ASSIGNMENT:
Print the records below once again, exactly as they were given.

↓↓↓

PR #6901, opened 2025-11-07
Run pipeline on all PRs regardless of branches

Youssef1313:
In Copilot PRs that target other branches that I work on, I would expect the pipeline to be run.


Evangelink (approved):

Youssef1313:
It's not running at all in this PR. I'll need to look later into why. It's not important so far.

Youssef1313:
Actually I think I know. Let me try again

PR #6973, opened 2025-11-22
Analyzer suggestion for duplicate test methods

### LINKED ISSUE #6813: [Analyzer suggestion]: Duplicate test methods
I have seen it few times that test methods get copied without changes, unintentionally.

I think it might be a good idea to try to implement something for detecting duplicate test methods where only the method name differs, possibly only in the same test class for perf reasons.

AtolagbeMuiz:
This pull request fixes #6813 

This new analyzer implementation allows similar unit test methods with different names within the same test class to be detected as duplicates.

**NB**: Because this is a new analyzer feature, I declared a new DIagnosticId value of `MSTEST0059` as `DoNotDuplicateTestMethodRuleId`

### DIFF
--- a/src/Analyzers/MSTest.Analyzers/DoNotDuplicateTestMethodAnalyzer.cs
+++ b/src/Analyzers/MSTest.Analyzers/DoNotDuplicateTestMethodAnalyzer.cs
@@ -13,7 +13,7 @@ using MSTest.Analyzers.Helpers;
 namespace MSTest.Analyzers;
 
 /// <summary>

↑↑↑

REPLY:
PR #6901, opened 2025-11-07
Run pipeline on all PRs regardless of branches

Youssef1313:
In Copilot PRs that target other branches that I work on, I would expect the pipeline to be run.


Evangelink (approved):

Youssef1313:
It's not running at all in this PR. I'll need to look later into why. It's not important so far.

Youssef1313:
Actually I think I know. Let me try again

PR #6973, opened 2025-11-22
Analyzer suggestion for duplicate test methods

### LINKED ISSUE #6813: [Analyzer suggestion]: Duplicate test methods
I have seen it few times that test methods get copied without changes, unintentionally.

I think it might be a good idea to try to implement something for detecting duplicate test methods where only the method name differs, possibly only in the same test class for perf reasons.

AtolagbeMuiz:
This pull request fixes #6813 

This new analyzer implementation allows similar unit test methods with different names within the same test class to be detected as duplicates.

**NB**: Because this is a new analyzer feature, I declared a new DIagnosticId value of `MSTEST0059` as `DoNotDuplicateTestMethodRuleId`

### DIFF
--- a/src/Analyzers/MSTest.Analyzers/DoNotDuplicateTestMethodAnalyzer.cs
+++ b/src/Analyzers/MSTest.Analyzers/DoNotDuplicateTestMethodAnalyzer.cs
@@ -13,7 +13,7 @@ using MSTest.Analyzers.Helpers;
 namespace MSTest.Analyzers;
 
 /// <summary>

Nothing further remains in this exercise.